Paroxysmal atrial fibrillation in seven dogs with presumed neurally-mediated syncope
Porteiro Vázquez D.M., Perego M., Santos L., Gerou-Ferriani M., Martin M.W., Santilli R.A. Paroxysmal atrial fibrillation in seven dogs with presumed neurally-mediated syncope // J Vet Cardiol. 2016 Mar;18(1):1-9.
OBJECTIVES: To document the electrocardiographic findings of vagally-induced paroxysmal atrial fibrillation following a presumed reflex syncopal episode in the dog.
ANIMALS: Seven dogs with a syncopal episode followed by a paroxysm of atrial fibrillation recorded on a 24-hour Holter.
METHODS: Twenty-four hour Holter monitors were retrospectively reviewed, analysing the cardiac rhythm associated with syncopal events. Each recording was analysed from 10 min before the syncopal episode to until 10 min after a normal sinus rhythm had returned.
RESULTS: Nine episodes were recorded in seven dogs, with one patient experiencing three events during one Holter recording. Five of the seven dogs presented with underlying structural heart disease. In two the syncopal episodes occurred following exercise, two associated with coughing and three were during a period of rest. All dogs had documented on the Holter recording a rhythm abnormality during syncope. The most common finding leading up to the syncopal event was development of a progressive sinus bradycardia, followed by sinus arrest interrupted by a ventricular escape rhythm and then ventricular arrest. This was then followed by an atrial fibrillation. The atrial fibrillation was paroxysmal in seven recordings and persistent in two.

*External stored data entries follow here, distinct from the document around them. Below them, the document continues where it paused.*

Issue #10208, opened 2021-04-28
[Task] Implement surface pitch transformation to enable proper data inheritance.


kd-11:
Relates to https://github.com/RPCS3/rpcs3/issues/9133
This causes data leaks which then become a serious problem when WCB/WDB interaction comes into play.

Flow:
Surface A, pitch X modifies memory.
Surface B, pitch Y also modifies the memory. Modifications at A should be present at B but due to pitch mismatch, they are lost with the current setup.
Surface B, which does not contain the correct data inherited from A, is written to CELL.
Surface A fails memory test later and is reconstructed using memory from CELL which now has holes in the render.

This is what causes games to render incorrectly when RCB/RDB is enabled. Pitch translation is critical for getting buffer recreation to load from memory instead of clearing to 0.

Workplan (new implementation)
- [x] Stop-gap, preserve content tags in case of mismatch. Old data cannot be considered correct! https://github.com/RPCS3/rpcs3/pull/12469
- [x] Implement second ranged map with bo list. Acts as on-die surface cache. https://github.com/RPCS3/rpcs3/pull/12488
- [x] Implement surface cache range write to linear memory in the bo list. https://github.com/RPCS3/rpcs3/pull/12552
- [ ] Implement surface cache read from the bo list. Read color buffers should integrate with this.
- [ ] Set up on-the-fly pitch conversion using these linear memory capabilities.
- [ ] OpenGL support.
- [ ] Optimizations. Partial block flush should not read entire texture regions, only what is required.
- [ ] Bonus: Move blit target resources to the surface cache. This will merge all GPU-resident data in one structure.

NOTE: Sub-tasks restructured to remove aggressive changes that would have broken resolution scaling.

Augusto7743:
Thanks very much kd-11 :-)

kd-11:
Implemented locally, but I need some other code to first get upstream before this can be introduced to the core product. I also have some minor performance concerns about this, but optimization is possible before submission.

Linear524:
I waited loooooong for this changes :) WCB/WDB function broken in many games (GT6, Beyond Good&Evil, FC3, etc)
Hope those issues will be fixed too :)
Thank you KD-11 !

Linear524:
@KD-11
Sorry for the dumb question, but - will you implement next goal "Implement surface cache read from the bo list. Read color buffers should integrate with this." in this year 2022 ?
[...]

PR #12488, opened 2022-08-08
rsx: Refactor surface cache storage

kd-11:
Refactor surface cache storage a bit to allow a persistent GPU memory cache to back all the surfaces. This layer can be used as a data source in case of unexpected corner cases, such as pitch mismatch reconstruction. This is only boilerplate code at this stage and no changes to functionality are expected at this time.
Part of https://github.com/RPCS3/rpcs3/issues/10208

### DIFF
--- a/rpcs3/Emu/RSX/Common/ranged_map.hpp
+++ b/rpcs3/Emu/RSX/Common/ranged_map.hpp
@@ -10,6 +10,7 @@ namespace rsx
 	template<typename T, int BlockSize>
 	class ranged_map
 	{
+	protected:
 		struct block_metadata_t
 		{
 			u32 id = umax;             // ID of the matadata blob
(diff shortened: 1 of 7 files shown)


Cooltoaster89:
Whenever i'm trying to open the emulator and make it work an error poops up which says : "The code execution cannot proceed because the following etc.dill was not found. Reinstalling the program may fix this problem." i tried to reinstall and it still doesn't work 

is there any other way to fix this? 
If so- please help

YuriNator557:
> Whenever i'm trying to open the emulator and make it work an error poops up which says : "The code execution cannot proceed because the following etc.dill was not found. Reinstalling the program may fix this problem." i tried to reinstall and it still doesn't work
> 
> is there any other way to fix this? If so- please help

Asking for help on a merged PR isn't going to work, ask in the discord server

In two dogs, the atrial fibrillation reorganised into self-limiting runs of atypical atrialflutter.
CONCLUSIONS: This combination of electrocardiographic arrhythmias are probably caused by an inappropriate parasympathetic stimulation initiating a reflex or neurally-mediated syncope, with abnormal automaticity of the sinus node and of the subsidiary pacemaker cells and changes in the electrophysiological properties of the atrial muscle, which promoted the paroxysmal atrial fibrillation.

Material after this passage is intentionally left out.